*About this task:* Go through the listing beneath and show each line containing the string "also".

*The data:*
+--
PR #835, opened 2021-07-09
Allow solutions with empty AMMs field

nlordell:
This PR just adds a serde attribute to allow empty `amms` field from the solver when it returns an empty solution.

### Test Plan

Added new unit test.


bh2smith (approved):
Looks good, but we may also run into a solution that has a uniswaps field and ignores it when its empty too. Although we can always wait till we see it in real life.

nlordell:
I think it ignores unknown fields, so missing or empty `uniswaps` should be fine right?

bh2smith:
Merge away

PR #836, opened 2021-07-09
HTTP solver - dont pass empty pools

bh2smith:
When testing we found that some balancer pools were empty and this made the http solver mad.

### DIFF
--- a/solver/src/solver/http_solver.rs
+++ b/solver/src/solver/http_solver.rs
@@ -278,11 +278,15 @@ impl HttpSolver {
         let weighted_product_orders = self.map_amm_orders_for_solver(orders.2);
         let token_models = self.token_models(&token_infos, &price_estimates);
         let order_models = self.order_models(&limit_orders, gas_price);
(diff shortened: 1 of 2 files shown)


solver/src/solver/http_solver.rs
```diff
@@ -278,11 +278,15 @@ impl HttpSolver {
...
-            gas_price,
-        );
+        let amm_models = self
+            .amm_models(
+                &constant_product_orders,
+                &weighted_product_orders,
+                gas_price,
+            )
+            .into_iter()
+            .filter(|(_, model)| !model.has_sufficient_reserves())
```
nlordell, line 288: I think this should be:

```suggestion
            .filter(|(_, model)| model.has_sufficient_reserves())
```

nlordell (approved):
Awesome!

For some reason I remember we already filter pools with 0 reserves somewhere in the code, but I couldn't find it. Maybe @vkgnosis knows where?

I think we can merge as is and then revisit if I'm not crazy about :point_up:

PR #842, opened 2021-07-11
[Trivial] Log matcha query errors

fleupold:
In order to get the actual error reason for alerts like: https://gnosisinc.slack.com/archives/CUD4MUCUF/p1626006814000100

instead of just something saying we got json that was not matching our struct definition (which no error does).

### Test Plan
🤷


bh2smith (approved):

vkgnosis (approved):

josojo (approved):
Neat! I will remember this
+--
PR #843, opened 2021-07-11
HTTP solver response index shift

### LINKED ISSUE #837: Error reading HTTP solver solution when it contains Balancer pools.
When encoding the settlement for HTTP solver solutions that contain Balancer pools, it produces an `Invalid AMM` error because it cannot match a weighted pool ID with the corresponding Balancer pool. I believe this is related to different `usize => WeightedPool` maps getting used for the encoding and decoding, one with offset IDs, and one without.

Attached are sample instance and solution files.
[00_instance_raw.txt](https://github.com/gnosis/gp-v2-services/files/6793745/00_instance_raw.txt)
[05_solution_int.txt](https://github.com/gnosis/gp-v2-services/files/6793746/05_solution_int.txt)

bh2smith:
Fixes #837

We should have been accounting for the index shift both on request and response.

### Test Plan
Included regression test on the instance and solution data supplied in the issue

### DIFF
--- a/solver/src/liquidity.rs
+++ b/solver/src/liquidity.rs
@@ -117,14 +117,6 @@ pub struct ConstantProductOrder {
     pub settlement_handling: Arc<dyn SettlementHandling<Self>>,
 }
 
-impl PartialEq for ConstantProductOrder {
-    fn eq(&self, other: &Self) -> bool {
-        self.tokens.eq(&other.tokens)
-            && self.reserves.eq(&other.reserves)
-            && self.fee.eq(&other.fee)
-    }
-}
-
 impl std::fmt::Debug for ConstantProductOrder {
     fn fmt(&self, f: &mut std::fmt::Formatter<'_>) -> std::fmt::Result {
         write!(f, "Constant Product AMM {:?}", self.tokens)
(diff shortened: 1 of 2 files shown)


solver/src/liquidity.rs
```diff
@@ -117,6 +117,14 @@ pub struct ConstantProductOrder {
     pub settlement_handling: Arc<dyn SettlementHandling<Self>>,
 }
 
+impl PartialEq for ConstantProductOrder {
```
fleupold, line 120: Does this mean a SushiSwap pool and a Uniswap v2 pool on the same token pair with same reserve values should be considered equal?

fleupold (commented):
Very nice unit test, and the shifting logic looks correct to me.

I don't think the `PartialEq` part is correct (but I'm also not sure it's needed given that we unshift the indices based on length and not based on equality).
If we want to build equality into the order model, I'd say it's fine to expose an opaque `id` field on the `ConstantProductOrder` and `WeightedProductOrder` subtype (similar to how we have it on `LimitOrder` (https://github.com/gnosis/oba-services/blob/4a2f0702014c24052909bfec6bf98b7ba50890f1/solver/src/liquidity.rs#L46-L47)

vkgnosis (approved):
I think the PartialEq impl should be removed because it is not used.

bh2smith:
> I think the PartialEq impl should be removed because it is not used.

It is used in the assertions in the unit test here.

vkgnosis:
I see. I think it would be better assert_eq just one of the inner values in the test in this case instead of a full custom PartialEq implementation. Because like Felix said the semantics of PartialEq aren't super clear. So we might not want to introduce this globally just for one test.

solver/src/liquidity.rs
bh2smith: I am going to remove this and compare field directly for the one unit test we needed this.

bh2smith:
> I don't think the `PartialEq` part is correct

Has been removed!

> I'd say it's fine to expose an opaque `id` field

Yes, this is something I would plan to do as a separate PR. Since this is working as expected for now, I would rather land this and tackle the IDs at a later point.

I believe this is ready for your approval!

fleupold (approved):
+--
*Written response:*
Looks good, but we may also run into a solution that has a uniswaps field and ignores it when its empty too. Although we can always wait till we see it in real life.
I don't think the `PartialEq` part is correct (but I'm also not sure it's needed given that we unshift the indices based on length and not based on equality).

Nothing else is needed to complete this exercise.